What the OP is referring to is a dwarf mbuna. A zebra-type that is supposed to get no more then 4". Here are a bunch of pictures:https://www.google.ca/search?q=metr...dAhURCnwKHfbSCqkQsAR6BAgAEAE&biw=1600&bih=763 Supposedly more common in Europe then N.A. Really not sure though, which fish it's listed as at cichlidae.com or cichlid-forum profiles (??).


----------



## DJRansome (Oct 29, 2005)

Upon re-reading you may be right...OP was not asking about the dolphin. Not sure which WowieMalawi has.


----------



## forkman (May 29, 2018)

Here is what I found on the Rift Data website. Very interesting fish in a variety of colors:

Metriaclima sp. 'zebra dwarf'
Description:
Dwarf Zebras inhabit quite a few different biotypes. But most frequently found over stony or rocky substrates in shallow water of 3 to 5m. Sometimes they are often even found in Vallisneria beds. Males are territorial and defend their domains between stones or on the rock surface.

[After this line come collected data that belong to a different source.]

PR #2054, opened 2019-05-11
E731 issues (don't assign a lambda expression) in Bio.SearchIO

MarkusPiotrowski:
This pull request, together with PR #2047, will remove or silence all remaining E731 issues in `Bio.Search`.

### DIFF
--- a/Bio/SearchIO/BlastIO/blast_xml.py
+++ b/Bio/SearchIO/BlastIO/blast_xml.py
@@ -214,8 +214,9 @@ def _extract_ids_and_descs(raw_id, raw_desc):
                      for x in re.split(_RE_ID_DESC_PAIRS_PATTERN, id_desc_line)]
     # make sure empty descriptions are added as empty strings
     # also, we return lists for compatibility reasons between Py2 and Py3
-    add_descs = lambda x: x if len(x) == 2 else x + [""]
-    for pair in (add_descs(p) for p in id_desc_pairs):
+    for pair in id_desc_pairs:
+        if len(pair) != 2:
+            pair.append("")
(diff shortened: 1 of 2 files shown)


peterjc:
Looks good, over to @bow

Bio/SearchIO/BlastIO/blast_xml.py
```diff
@@ -214,8 +214,9 @@ def _extract_ids_and_descs(raw_id, raw_desc):
                      for x in re.split(_RE_ID_DESC_PAIRS_PATTERN, id_desc_line)]
     # make sure empty descriptions are added as empty strings
     # also, we return lists for compatibility reasons between Py2 and Py3
-    add_descs = lambda x: x if len(x) == 2 else x + [""]
-    for pair in (add_descs(p) for p in id_desc_pairs):
+    for pair in id_desc_pairs:
+        if len(pair) != 2:
+            pair += [""]
```
bow: If I recall correctly, I was using `x + [""]` just so that I can have the append operation become an expression. Had Python had something like `list.get(index, value_if_missing)`, I would use it directly in `descs.append`.

Anyway, if we are doing the check like this, I think `pair.append("")` is more suitable.

MarkusPiotrowski:
OK, changed that line and rebased.

Bio/SearchIO/BlastIO/blast_xml.py
MarkusPiotrowski: Yes, no problem. I saw this but was not sure about the implications when changing to `append()`, so I kept it.

bow:
It's rebased & merged now ~ thank you.

PR #2065, opened 2019-05-16
E731 issues (Don't assign lambda...) in /Bio

MarkusPiotrowski:
This pull request is related to  issue #2014.

It removes or silences the last E731 issues (don't assign a lambda expression, use def) in `/Bio`, so we can stop ignoring it in our style checks.

### DIFF
--- a/Bio/SeqIO/NibIO.py
+++ b/Bio/SeqIO/NibIO.py
@@ -43,30 +43,33 @@ import sys
 try:
     hex2bytes = bytes.fromhex  # python3
 except AttributeError:
-    hex2bytes = lambda s: s.decode('hex')  # python2
+    # python 2
+    hex2bytes = lambda s: s.decode('hex')  # noqa: E731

The Females are solitary or live in groups.
Males are of robust physique and usually contrasting melanin pattern of vertical bars of bright blue and black (BB). They are polymorphous in which BB, OB and O morphs can be found in both sexes. The head and in particular the cheek region stand out due to their blue black colour. OB males are rarely seen, but even rarer are the O morph males.

Females can be blue barred and are dark bluish or brownish in colour. OB females are also seen very often with varying numbers of dark blotches. O morph females can be found occasionally and are creamy white to orange.
Dwarf zebra feed on aufwuchs and plankton is consumed especially by non territorial males
Found at:
No locale information available, sorry!
Size:
8 - 11cm

Temperament:
Slightly Agressive


----------



## WowieMalawi (Dec 26, 2017)

I have Zebra Dwarf Mandas. The dolphin is another species.


----------



## WowieMalawi (Dec 26, 2017)

http://www.malawicichlides.fr/topic3604.html

This site has some decent info and photos.


----------



## forkman (May 29, 2018)

Thanks, I will check it out


----------



## forkman (May 29, 2018)

Interesting website:

http://riftdata.apphb.com/Species/Metri ... ra%20dwarf


----------